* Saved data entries
━━━━━━━━━━━━━━━━━━━━━━━━━━━━━━
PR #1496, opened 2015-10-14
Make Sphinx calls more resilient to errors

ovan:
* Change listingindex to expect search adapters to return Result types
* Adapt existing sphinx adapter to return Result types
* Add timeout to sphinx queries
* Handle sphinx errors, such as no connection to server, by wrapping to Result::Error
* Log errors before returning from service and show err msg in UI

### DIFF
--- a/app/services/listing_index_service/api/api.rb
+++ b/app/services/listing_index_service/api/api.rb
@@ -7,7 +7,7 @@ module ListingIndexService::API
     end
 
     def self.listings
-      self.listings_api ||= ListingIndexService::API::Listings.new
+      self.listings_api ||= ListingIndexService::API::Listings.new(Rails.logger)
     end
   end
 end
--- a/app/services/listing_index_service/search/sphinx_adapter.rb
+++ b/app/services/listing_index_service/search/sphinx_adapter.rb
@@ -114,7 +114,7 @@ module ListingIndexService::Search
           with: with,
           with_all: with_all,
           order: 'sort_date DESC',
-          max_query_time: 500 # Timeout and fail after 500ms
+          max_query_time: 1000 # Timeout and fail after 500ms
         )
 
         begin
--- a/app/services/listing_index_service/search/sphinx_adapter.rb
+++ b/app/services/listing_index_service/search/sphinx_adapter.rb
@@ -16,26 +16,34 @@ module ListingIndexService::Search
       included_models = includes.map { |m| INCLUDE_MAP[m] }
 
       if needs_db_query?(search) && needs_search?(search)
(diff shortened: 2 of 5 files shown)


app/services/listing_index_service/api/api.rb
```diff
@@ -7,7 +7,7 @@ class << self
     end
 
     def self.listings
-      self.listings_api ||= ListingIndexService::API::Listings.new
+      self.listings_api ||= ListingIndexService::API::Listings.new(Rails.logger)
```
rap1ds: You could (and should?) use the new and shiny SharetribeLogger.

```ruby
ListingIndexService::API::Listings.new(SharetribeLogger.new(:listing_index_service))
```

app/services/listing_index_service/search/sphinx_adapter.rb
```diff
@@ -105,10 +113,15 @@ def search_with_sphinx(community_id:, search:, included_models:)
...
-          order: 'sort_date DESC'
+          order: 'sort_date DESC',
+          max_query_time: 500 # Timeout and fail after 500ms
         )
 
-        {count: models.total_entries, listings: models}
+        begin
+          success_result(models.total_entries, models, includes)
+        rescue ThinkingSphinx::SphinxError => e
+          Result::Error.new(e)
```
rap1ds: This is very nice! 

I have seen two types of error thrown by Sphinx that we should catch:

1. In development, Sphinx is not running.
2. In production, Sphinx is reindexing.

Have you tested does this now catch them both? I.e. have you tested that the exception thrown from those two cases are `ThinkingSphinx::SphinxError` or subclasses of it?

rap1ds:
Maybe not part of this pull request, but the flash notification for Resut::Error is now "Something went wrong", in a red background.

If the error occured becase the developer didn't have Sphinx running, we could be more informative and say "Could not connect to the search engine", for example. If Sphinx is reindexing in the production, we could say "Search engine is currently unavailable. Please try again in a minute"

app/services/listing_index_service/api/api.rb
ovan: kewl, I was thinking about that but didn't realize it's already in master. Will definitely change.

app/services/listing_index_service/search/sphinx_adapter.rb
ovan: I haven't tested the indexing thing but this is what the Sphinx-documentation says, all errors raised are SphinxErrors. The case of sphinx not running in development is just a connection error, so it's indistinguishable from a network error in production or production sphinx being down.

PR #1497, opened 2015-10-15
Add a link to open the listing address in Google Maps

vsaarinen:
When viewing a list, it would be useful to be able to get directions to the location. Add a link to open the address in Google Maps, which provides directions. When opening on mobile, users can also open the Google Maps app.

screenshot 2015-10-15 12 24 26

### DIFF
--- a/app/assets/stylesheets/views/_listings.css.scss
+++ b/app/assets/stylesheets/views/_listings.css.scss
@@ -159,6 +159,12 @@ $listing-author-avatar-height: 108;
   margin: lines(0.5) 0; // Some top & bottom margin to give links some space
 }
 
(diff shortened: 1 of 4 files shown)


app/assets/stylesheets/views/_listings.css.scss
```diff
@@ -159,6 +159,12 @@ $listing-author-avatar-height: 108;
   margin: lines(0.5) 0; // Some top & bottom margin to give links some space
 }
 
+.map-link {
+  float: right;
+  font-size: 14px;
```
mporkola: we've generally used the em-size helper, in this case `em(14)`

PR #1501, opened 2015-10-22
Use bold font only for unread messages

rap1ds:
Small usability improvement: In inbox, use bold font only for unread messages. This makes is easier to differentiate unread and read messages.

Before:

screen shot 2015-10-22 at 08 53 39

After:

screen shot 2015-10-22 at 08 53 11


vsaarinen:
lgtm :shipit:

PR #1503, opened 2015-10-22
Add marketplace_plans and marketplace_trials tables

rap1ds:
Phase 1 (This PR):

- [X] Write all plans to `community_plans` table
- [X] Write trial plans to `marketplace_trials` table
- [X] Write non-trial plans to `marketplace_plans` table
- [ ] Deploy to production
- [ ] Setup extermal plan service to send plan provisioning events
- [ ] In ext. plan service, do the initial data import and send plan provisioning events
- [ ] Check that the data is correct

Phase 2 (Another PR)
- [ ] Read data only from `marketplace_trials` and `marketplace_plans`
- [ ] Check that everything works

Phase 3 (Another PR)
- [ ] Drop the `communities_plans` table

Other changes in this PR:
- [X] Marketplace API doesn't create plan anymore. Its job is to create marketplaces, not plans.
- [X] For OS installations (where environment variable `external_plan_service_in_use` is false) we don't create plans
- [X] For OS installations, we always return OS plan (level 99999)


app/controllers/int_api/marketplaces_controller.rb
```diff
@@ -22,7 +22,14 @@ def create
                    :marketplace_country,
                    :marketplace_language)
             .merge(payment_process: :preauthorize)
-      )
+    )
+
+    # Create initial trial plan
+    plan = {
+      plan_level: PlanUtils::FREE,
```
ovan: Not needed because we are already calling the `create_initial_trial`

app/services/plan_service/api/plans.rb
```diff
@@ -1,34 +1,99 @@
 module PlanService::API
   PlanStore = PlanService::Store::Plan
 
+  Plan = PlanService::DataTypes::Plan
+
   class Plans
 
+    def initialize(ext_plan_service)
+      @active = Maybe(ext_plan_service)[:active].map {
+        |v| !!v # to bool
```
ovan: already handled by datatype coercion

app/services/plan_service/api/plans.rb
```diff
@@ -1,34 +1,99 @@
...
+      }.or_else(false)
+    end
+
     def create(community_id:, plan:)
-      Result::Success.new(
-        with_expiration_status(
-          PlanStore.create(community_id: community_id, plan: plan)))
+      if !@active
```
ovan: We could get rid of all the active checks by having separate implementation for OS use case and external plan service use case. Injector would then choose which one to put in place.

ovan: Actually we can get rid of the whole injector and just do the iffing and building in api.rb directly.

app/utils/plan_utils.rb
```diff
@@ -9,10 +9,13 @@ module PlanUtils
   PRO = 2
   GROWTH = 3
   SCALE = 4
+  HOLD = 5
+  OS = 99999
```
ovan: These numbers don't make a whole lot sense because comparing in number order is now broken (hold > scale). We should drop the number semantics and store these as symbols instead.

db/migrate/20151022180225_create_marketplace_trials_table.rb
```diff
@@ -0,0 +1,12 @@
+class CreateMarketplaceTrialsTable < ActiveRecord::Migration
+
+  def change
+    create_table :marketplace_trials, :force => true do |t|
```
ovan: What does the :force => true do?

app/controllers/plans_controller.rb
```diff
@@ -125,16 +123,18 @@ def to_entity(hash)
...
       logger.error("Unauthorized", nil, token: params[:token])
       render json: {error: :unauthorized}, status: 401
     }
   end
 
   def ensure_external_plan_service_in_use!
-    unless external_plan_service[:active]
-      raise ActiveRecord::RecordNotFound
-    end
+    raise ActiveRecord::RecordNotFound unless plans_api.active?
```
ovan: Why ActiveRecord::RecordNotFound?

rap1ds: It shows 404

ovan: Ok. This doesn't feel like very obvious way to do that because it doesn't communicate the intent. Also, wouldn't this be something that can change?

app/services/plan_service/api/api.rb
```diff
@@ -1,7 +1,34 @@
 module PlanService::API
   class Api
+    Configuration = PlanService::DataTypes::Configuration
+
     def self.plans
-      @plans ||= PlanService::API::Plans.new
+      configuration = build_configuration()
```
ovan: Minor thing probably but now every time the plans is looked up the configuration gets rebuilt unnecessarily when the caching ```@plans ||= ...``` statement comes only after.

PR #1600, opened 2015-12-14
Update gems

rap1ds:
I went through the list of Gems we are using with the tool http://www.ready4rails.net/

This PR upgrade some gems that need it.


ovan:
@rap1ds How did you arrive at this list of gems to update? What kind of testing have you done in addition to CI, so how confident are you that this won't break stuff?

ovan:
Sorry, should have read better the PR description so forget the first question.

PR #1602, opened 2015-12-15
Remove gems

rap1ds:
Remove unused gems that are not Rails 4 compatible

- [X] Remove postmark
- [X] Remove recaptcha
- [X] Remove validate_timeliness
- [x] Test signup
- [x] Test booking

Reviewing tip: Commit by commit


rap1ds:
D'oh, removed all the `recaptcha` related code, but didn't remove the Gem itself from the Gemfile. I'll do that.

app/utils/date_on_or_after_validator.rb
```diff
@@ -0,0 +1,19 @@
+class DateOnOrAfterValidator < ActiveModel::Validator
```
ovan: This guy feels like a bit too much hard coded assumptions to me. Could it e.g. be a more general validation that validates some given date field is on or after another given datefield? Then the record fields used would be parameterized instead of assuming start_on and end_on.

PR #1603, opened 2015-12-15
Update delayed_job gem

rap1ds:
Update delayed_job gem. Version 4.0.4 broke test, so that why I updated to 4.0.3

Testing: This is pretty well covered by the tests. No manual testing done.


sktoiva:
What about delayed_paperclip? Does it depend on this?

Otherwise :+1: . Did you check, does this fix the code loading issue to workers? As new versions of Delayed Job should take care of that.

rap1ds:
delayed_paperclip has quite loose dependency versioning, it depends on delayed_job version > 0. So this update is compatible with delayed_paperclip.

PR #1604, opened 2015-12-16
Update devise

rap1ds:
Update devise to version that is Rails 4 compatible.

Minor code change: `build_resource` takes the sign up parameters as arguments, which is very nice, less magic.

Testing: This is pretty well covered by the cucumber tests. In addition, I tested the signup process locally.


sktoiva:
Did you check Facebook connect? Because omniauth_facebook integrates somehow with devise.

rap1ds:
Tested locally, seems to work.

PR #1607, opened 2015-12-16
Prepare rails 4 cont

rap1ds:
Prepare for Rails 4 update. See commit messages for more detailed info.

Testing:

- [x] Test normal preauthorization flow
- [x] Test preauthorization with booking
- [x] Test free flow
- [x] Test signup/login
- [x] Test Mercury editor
━━━━━━━━━━━━━━━━━━━━━━━━━━━━━━
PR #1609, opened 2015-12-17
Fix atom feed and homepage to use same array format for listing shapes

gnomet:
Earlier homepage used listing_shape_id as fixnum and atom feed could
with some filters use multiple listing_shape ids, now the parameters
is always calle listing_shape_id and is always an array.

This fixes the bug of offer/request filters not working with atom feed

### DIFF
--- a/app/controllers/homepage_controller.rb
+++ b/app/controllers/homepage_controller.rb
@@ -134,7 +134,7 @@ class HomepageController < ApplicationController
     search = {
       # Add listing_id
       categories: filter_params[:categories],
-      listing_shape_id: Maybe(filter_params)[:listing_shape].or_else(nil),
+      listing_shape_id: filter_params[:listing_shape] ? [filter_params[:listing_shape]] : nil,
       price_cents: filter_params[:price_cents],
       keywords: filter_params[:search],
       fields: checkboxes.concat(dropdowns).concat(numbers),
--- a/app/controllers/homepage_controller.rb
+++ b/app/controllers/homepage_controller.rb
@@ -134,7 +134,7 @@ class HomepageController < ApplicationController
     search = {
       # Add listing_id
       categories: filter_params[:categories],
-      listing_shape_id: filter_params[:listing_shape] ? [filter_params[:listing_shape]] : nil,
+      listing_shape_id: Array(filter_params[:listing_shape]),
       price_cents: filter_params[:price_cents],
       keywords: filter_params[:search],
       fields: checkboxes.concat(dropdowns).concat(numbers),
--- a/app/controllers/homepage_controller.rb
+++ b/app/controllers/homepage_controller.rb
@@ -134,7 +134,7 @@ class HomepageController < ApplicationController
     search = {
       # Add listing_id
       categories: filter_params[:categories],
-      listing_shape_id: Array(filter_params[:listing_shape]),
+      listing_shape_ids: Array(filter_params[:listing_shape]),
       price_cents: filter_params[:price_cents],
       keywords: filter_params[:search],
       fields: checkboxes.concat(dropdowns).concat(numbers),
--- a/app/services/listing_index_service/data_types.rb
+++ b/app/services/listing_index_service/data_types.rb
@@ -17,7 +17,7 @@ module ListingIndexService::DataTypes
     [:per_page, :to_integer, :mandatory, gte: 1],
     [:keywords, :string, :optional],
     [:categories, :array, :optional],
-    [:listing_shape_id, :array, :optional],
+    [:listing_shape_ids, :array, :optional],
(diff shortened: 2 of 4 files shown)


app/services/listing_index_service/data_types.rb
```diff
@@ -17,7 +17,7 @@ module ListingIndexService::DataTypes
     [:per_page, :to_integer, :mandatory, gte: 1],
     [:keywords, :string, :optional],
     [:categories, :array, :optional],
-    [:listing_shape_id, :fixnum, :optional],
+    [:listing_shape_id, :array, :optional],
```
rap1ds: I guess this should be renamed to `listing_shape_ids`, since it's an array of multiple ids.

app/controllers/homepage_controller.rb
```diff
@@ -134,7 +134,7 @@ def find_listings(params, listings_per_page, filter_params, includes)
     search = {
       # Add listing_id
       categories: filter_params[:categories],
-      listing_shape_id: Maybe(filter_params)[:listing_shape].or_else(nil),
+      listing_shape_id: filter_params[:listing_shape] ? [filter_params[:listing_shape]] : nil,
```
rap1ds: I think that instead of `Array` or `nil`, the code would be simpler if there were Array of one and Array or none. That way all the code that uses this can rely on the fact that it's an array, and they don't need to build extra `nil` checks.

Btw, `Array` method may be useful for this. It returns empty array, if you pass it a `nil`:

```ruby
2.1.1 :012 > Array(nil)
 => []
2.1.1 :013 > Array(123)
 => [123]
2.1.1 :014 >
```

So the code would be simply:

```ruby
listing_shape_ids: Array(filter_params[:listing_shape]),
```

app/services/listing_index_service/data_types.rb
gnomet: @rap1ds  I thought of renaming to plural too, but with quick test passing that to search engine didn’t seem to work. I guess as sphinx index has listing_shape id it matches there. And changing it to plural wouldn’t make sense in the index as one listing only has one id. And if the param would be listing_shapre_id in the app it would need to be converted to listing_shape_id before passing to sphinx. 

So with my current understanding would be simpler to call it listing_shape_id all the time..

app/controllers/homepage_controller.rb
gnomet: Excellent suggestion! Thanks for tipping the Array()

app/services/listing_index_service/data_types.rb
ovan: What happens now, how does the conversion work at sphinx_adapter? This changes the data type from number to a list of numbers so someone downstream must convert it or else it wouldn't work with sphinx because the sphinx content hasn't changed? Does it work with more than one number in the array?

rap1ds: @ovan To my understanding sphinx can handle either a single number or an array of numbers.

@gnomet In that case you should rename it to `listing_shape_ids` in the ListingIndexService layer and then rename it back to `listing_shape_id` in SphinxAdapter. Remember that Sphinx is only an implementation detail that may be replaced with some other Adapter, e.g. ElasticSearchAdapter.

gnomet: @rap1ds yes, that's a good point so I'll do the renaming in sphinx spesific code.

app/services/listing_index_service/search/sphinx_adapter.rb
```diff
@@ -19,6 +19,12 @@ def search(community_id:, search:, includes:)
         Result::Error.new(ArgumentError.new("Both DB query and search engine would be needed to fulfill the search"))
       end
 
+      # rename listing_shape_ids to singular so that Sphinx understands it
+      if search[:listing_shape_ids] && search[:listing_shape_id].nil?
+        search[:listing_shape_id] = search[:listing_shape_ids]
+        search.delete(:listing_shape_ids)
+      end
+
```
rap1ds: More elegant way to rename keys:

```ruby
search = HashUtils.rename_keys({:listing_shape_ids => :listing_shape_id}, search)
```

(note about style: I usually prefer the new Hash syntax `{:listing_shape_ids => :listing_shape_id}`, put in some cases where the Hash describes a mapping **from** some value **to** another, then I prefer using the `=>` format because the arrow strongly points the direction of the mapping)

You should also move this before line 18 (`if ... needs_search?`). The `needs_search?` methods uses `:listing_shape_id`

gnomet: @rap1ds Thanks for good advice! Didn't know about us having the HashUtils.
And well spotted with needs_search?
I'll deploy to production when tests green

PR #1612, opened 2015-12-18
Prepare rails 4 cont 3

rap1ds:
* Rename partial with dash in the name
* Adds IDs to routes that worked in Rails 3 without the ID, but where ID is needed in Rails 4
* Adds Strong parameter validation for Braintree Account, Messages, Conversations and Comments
━━━━━━━━━━━━━━━━━━━━━━━━━━━━━━
* WORK TASK
In the records above, some lines hold the word "booking"; copy each such line.

* TASK RESPONSE
- [x] Test booking
- [x] Test preauthorization with booking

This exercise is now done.